Here's my fallacious proof:
By way of contradiction, suppose there exist $x < y$ in $[0,1]$ such that $f(x) \ge f(y)$. I think I can say by continuity (intermediate value theorem?) that $f(x) \ge f(z)$ whenever $z \in [x,y]$. Now, if for every $z \in (x,y]$ we had that $f$ wasn't differentiable on $(x,z)$, then this would contradict the fact that $f$ is differentiable almost everywhere. Hence, there must exist a $z \in (x,y]$ such that $f$ is differentiable on $(x,z)$. By the mean value theorem, there is a $c \in (x,z)$ such that $f'(c) = \frac{f(z)-f(x)}{z-x} \le 0$, which is a contradiction. Hence, $f$ must be strictly increasing.
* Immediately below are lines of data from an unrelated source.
PR #169, opened 2020-05-15
Move MemoryAddress::copy

mcimadamore:
As discussed, this patch moves `MemoryAddress::copy` as an *instance* method of `MemorySegment`, namely `MemorySegment::copyFrom`.
I chose the `copyFrom` suggestion from John, since it allows us more freedom, in the future, to add overloads for different sources for the copy operation.

I've rewrorked the documentation a bit to speak about segment offsets rather than addresses.

I believe all use cases touched by this change actually lead to simpler code, which is good.

I've also added a benchmark for some of the bulk operations such as fill and copyFrom - the numbers I've got look good:

```
Benchmark             Mode  Cnt       Score       Error  Units
BulkOps.segment_copy  avgt   30  441675.750 ? 12794.881  ns/op
BulkOps.segment_fill  avgt   30  122465.908 ?  1760.711  ns/op
BulkOps.unsafe_copy   avgt   30  430153.694 ?  9055.253  ns/op
BulkOps.unsafe_fill   avgt   30  120413.079 ?  3799.484  ns/op
```

Cheers

---------
### Progress

### Reviewers
 * Chris Hegarty ([chegar](@ChrisHegarty) - no project role) ⚠️ Review applies to 3776b9e917df989ae03014b1ee5cb664f4ef317f
 * Jorn Vernee ([jvernee](@JornVernee) - Committer) ⚠️ Review applies to 3776b9e917df989ae03014b1ee5cb664f4ef317f

### Download
`$ git fetch https://git.openjdk.java.net/panama-foreign pull/169/head:pull/169`
`$ git checkout pull/169`

### DIFF
--- a/src/jdk.incubator.foreign/share/classes/jdk/incubator/foreign/MemorySegment.java
+++ b/src/jdk.incubator.foreign/share/classes/jdk/incubator/foreign/MemorySegment.java
@@ -31,6 +31,7 @@ import java.nio.ByteBuffer;
 import jdk.internal.foreign.AbstractMemorySegmentImpl;
 import jdk.internal.foreign.HeapMemorySegmentImpl;
 import jdk.internal.foreign.MappedMemorySegmentImpl;
+import jdk.internal.foreign.MemoryAddressImpl;
 import jdk.internal.foreign.NativeMemorySegmentImpl;
 import jdk.internal.foreign.Utils;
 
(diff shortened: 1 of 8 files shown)


test/micro/org/openjdk/bench/jdk/incubator/foreign/BulkOps.java
```diff
@@ -0,0 +1,94 @@
+/*
+ *  Copyright (c) 2020, Oracle and/or its affiliates. All rights reserved.
+ *  DO NOT ALTER OR REMOVE COPYRIGHT NOTICES OR THIS FILE HEADER.
+ *
+ *  This code is free software; you can redistribute it and/or modify it
+ *  under the terms of the GNU General Public License version 2 only, as
+ *  published by the Free Software Foundation.  Oracle designates this
+ *  particular file as subject to the "Classpath" exception as provided
+ *  by Oracle in the LICENSE file that accompanied this code.
```
JornVernee, line 9: Wrong copyright
```suggestion
 *  published by the Free Software Foundation.
```

src/jdk.incubator.foreign/share/classes/jdk/incubator/foreign/MemorySegment.java
```diff
@@ -308,6 +309,29 @@
      */
     MemorySegment fill(byte value);
 
+    /**
+     * Perform bulk copy from given source segment to this segment. More specifically, the bytes at
```
PaulSandoz, line 313: "Performs a bulk copy..."

src/jdk.incubator.foreign/share/classes/jdk/incubator/foreign/MemorySegment.java
```diff
@@ -308,6 +309,29 @@
...
+     * offset {@code 0} through {@code src.byteSize() - 1} in the source segment are copied into this segment
+     * at offset {@code 0} through {@code src.byteSize() - 1}.
+     * If the source segment overlaps with this segment, then the copying is performed as if the bytes at
+     * offset {@code 0} through {@code src.byteSize() - 1} in the source segment were first copied into a
+     * temporary segment with size {@code bytes}, and then the contents of the temporary segment were copied into
+     * this segment at offset {@code 0} through {@code src.byteSize() - 1}.
+     * <p>
+     * The result of a bulk copy is unspecified if, in the uncommon case, the source segment does not overlap with
+     * this segment, but it instead refers to an overlapping regions of the same backing storage using different addresses.
```
PaulSandoz, line 322: "The result of a bulk copy is unspecified if, in the uncommon case, the source segment and this segment do not overlap, but refer to overlapping regions of the same backing storage using different addresses"

test/micro/org/openjdk/bench/jdk/incubator/foreign/BulkOps.java
```diff
@@ -0,0 +1,92 @@
...
+    static {
+        for (int i = 0 ; i < bytes.length ; i++) {
+            bytes[i] = i;
+        }
+    }
+
+    @Benchmark
+    @OutputTimeUnit(TimeUnit.NANOSECONDS)
+    public void unsafe_fill() {
+        unsafe.setMemory(unsafe_addr, ALLOC_SIZE, (byte)0);
```
PaulSandoz, line 72: Out of an abundance of caution you might wanna choose a non-zero value just in case the JIT knows it's zeroing already zeroed memory (i suspect it does not).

As Ryan Unger pointed out in the chatroom, I haven't given a terribly convincing reason why $f$ should be differentiable on any open interval in $[0,1]$, let alone $(x,z)$. So, my question is twofold. First, is the above claim true; is there any way to salvage my proof?
My next question is, does there exist a continuous function which is differentiable almost everywhere but the set of points of differentiability contains no intervals? I was thinking maybe the fat cantor set could help...?
EDIT: I should point out that $f$ doesn't have to have the domain and codomain that I gave it; I only specified those because I'm thinking about Thompson's group $F$.
What about $f(x) = 1-\phi(x)$, where $\phi$ is the Cantor function? $\phi$ maps $[0,1]$ onto $[0,1]$, is continuous and non-decreasing, $\phi'(x)$ exists and is equal to $0$ in the complement of the Cantor set (hence a.e.).